» **Dataset**

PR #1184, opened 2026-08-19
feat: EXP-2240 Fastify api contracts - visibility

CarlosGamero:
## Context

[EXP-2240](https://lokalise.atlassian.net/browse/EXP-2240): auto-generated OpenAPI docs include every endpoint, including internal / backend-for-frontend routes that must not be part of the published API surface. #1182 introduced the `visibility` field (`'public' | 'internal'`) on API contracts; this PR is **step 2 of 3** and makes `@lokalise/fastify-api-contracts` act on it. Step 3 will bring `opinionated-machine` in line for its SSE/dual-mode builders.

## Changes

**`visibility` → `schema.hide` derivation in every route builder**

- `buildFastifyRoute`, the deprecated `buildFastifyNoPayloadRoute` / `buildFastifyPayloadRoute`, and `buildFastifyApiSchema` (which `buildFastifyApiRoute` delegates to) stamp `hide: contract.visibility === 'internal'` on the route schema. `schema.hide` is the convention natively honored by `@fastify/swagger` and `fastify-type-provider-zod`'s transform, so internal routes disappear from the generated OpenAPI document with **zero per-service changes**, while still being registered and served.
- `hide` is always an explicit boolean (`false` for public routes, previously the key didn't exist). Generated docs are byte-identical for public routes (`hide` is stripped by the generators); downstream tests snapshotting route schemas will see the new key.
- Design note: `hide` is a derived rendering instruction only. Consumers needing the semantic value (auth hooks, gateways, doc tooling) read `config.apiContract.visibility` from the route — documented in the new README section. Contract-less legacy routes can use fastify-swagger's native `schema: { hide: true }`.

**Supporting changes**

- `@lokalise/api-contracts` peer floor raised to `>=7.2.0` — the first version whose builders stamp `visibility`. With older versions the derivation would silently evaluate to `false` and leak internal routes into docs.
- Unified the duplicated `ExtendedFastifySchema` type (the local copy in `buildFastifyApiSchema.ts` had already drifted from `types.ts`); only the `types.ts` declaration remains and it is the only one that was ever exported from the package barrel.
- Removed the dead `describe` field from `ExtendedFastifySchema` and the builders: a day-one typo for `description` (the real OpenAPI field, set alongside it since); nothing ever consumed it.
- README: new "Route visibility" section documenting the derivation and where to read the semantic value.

» **What is expected**
Word for word, reproduce the listing from its first line through the line that has "- Unified the" in it, and go no further.

» **Solution below**
PR #1184, opened 2026-08-19
feat: EXP-2240 Fastify api contracts - visibility

CarlosGamero:
## Context

[EXP-2240](https://lokalise.atlassian.net/browse/EXP-2240): auto-generated OpenAPI docs include every endpoint, including internal / backend-for-frontend routes that must not be part of the published API surface. #1182 introduced the `visibility` field (`'public' | 'internal'`) on API contracts; this PR is **step 2 of 3** and makes `@lokalise/fastify-api-contracts` act on it. Step 3 will bring `opinionated-machine` in line for its SSE/dual-mode builders.

## Changes

**`visibility` → `schema.hide` derivation in every route builder**

- `buildFastifyRoute`, the deprecated `buildFastifyNoPayloadRoute` / `buildFastifyPayloadRoute`, and `buildFastifyApiSchema` (which `buildFastifyApiRoute` delegates to) stamp `hide: contract.visibility === 'internal'` on the route schema. `schema.hide` is the convention natively honored by `@fastify/swagger` and `fastify-type-provider-zod`'s transform, so internal routes disappear from the generated OpenAPI document with **zero per-service changes**, while still being registered and served.
- `hide` is always an explicit boolean (`false` for public routes, previously the key didn't exist). Generated docs are byte-identical for public routes (`hide` is stripped by the generators); downstream tests snapshotting route schemas will see the new key.
- Design note: `hide` is a derived rendering instruction only. Consumers needing the semantic value (auth hooks, gateways, doc tooling) read `config.apiContract.visibility` from the route — documented in the new README section. Contract-less legacy routes can use fastify-swagger's native `schema: { hide: true }`.

**Supporting changes**

- `@lokalise/api-contracts` peer floor raised to `>=7.2.0` — the first version whose builders stamp `visibility`. With older versions the derivation would silently evaluate to `false` and leak internal routes into docs.
- Unified the duplicated `ExtendedFastifySchema` type (the local copy in `buildFastifyApiSchema.ts` had already drifted from `types.ts`); only the `types.ts` declaration remains and it is the only one that was ever exported from the package barrel.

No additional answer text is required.